(Saved data entries)
━━━━
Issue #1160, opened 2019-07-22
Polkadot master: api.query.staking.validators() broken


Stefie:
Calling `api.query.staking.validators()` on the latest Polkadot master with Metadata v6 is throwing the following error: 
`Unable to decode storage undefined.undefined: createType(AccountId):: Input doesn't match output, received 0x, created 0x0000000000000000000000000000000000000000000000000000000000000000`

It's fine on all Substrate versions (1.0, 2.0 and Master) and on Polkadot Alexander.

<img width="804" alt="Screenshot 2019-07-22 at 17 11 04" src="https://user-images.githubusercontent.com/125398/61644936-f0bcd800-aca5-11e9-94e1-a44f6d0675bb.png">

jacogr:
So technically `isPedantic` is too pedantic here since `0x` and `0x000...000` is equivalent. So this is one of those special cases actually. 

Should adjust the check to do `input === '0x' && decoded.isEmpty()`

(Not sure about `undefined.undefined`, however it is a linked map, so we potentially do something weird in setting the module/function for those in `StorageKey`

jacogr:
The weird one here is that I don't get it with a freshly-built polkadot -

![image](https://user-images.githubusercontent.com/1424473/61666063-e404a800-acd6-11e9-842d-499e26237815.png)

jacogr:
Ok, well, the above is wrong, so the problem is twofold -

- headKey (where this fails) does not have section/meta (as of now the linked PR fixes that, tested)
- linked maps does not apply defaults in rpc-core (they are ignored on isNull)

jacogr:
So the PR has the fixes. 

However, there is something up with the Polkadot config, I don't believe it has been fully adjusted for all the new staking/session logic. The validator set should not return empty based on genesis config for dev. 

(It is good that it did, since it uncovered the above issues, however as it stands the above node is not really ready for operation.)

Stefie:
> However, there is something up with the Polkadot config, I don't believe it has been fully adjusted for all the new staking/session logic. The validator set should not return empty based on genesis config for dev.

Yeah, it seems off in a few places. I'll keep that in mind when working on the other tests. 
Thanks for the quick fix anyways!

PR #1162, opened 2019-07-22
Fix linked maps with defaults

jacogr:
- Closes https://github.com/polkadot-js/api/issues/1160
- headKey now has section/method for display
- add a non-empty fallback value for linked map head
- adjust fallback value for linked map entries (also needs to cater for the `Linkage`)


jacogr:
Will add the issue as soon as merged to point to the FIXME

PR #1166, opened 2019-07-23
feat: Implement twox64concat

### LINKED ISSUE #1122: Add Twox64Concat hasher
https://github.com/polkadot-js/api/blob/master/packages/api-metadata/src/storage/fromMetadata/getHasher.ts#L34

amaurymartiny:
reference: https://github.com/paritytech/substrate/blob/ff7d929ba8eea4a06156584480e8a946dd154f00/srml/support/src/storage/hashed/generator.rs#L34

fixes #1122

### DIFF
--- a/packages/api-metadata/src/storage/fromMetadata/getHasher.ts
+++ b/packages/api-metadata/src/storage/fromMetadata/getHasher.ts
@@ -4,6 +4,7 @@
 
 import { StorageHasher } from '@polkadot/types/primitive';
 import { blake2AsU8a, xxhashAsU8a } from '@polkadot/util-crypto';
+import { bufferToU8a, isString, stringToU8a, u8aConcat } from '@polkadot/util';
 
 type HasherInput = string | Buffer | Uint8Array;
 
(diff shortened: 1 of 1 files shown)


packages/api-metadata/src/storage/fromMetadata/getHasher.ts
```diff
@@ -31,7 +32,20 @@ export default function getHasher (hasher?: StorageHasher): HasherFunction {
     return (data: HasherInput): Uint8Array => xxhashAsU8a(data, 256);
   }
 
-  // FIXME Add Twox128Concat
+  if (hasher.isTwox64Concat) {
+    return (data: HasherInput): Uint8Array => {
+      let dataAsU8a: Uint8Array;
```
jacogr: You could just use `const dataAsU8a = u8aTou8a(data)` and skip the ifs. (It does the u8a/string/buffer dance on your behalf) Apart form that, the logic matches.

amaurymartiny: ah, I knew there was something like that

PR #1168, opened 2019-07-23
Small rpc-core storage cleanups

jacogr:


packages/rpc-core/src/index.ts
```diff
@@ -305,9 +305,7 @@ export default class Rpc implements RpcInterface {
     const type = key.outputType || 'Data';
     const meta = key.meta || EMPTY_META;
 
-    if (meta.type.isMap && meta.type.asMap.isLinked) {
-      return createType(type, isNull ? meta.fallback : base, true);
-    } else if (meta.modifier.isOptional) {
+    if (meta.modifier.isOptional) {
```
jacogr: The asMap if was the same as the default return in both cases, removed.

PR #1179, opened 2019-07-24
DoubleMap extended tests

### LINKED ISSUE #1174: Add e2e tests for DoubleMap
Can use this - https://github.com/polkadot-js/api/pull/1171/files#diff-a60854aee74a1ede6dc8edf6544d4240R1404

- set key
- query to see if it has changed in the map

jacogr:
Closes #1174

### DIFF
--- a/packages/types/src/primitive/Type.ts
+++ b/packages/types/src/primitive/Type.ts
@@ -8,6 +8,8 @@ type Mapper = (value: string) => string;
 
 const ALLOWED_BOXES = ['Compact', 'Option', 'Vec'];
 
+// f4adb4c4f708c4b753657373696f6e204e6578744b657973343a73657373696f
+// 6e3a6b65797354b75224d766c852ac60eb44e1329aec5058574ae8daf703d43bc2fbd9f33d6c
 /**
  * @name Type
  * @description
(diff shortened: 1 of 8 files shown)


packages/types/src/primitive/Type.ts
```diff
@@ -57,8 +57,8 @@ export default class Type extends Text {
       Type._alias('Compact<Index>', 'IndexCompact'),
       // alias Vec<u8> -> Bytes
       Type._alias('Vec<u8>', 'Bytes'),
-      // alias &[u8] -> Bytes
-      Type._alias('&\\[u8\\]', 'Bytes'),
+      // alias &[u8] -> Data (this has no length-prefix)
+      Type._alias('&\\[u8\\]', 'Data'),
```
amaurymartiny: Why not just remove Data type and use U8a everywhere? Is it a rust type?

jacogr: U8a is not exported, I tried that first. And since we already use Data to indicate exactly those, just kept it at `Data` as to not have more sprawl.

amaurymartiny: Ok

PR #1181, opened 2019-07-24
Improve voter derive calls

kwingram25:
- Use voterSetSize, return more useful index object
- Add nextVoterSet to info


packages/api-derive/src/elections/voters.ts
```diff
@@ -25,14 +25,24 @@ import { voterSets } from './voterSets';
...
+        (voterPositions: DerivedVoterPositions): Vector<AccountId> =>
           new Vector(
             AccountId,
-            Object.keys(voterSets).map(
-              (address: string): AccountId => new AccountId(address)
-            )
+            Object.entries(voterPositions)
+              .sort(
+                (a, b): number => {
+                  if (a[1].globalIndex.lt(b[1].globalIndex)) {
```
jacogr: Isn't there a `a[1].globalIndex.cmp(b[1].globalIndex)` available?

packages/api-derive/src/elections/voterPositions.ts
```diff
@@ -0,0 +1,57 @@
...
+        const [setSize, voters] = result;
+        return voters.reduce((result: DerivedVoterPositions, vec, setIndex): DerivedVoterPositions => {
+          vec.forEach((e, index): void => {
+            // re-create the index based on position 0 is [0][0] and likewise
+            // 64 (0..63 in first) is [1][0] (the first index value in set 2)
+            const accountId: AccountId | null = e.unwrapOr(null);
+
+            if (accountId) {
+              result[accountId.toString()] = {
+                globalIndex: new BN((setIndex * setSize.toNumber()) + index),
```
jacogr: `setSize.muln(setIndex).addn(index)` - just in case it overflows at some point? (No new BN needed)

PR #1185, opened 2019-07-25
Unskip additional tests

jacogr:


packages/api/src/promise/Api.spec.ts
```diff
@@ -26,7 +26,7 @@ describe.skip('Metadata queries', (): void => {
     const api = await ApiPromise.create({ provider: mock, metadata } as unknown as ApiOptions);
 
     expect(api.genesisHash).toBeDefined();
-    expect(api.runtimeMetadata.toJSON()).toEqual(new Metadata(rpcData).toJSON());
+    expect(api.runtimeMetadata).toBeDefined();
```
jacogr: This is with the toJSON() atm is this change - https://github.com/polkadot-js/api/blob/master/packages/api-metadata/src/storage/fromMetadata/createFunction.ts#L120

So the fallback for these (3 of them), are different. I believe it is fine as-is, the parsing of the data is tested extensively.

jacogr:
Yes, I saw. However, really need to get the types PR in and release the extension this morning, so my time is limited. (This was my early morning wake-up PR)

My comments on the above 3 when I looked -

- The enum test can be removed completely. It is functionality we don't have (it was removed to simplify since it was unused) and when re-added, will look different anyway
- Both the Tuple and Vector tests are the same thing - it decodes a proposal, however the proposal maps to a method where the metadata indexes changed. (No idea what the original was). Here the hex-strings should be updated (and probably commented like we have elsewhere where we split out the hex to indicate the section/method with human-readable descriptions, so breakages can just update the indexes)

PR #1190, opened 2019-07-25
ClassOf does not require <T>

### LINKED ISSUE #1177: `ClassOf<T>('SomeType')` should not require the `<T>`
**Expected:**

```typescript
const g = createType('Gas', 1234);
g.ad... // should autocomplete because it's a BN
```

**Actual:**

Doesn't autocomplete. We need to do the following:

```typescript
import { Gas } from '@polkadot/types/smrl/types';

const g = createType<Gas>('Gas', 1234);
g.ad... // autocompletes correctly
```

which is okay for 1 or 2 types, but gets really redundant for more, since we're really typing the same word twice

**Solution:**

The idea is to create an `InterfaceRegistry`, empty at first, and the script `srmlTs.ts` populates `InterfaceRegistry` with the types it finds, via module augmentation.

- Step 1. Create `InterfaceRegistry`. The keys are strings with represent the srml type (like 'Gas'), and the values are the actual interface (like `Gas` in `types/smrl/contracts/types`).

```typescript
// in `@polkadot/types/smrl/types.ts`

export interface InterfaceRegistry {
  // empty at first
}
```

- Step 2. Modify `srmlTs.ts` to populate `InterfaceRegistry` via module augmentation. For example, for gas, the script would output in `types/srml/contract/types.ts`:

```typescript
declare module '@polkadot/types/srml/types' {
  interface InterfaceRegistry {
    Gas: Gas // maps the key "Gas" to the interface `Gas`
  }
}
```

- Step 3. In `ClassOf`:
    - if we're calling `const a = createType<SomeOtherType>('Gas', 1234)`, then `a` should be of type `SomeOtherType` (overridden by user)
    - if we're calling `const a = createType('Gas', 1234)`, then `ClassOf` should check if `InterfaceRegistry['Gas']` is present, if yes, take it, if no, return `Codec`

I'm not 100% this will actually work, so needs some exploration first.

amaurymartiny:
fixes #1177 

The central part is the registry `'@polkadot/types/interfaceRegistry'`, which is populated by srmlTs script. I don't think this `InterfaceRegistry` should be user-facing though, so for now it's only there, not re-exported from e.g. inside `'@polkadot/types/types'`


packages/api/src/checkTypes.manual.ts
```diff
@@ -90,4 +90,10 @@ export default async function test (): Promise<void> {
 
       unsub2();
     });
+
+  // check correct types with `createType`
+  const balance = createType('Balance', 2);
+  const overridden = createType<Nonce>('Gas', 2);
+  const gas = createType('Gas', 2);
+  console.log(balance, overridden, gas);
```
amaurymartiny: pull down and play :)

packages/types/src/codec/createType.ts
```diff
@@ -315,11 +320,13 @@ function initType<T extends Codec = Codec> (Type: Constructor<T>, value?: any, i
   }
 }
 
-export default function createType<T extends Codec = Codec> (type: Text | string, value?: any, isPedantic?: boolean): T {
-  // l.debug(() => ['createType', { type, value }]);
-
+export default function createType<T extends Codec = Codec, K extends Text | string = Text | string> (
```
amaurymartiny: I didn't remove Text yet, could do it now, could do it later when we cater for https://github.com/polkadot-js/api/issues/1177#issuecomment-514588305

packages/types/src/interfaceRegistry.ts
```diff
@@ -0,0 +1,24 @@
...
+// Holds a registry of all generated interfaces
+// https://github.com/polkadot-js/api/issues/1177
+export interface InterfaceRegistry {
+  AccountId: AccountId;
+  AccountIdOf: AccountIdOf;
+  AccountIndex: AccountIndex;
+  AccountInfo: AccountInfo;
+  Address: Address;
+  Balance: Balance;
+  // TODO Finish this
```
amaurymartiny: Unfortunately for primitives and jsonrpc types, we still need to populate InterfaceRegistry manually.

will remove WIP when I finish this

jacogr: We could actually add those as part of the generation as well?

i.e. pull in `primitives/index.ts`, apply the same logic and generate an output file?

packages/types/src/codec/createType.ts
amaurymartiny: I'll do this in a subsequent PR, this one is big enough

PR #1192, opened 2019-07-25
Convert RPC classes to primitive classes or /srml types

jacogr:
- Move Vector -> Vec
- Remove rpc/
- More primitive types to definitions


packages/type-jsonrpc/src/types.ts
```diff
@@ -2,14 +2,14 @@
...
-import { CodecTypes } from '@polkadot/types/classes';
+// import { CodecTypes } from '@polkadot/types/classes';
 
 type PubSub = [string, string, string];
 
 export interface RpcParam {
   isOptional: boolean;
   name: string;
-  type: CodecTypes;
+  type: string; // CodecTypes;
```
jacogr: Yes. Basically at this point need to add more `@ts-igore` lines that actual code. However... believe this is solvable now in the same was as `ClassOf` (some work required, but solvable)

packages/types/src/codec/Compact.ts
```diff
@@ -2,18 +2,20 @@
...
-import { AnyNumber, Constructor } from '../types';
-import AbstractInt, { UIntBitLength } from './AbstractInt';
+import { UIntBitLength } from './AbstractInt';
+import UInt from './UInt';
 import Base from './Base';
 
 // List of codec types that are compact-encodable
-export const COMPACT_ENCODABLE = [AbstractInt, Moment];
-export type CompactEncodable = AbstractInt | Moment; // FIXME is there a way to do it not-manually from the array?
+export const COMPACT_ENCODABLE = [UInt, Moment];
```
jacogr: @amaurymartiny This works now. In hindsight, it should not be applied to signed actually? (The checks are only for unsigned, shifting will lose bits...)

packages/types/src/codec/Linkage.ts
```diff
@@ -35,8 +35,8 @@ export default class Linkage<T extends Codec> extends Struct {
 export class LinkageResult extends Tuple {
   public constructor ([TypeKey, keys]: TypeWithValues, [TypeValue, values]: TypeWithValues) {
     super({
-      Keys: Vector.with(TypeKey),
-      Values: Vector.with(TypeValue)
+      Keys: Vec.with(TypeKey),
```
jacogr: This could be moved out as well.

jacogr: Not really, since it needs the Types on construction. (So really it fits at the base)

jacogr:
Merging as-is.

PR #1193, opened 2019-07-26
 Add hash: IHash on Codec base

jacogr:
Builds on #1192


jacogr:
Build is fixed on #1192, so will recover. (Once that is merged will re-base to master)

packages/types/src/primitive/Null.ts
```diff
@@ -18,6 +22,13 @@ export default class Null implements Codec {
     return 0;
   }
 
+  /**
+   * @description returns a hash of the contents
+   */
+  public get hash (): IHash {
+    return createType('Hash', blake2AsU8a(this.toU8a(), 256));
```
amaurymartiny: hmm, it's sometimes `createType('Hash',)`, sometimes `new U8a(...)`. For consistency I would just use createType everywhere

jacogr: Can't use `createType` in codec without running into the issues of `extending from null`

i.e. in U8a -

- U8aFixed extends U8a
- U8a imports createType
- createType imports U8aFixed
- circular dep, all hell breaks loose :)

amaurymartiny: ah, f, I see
━━━━
■ WHAT IS BEING ASKED ■
Where a line in the records above contains the string "boolean", return that line.

■ SOLVED EXERCISE ■
-export default function createType<T extends Codec = Codec> (type: Text | string, value?: any, isPedantic?: boolean): T {
   isOptional: boolean;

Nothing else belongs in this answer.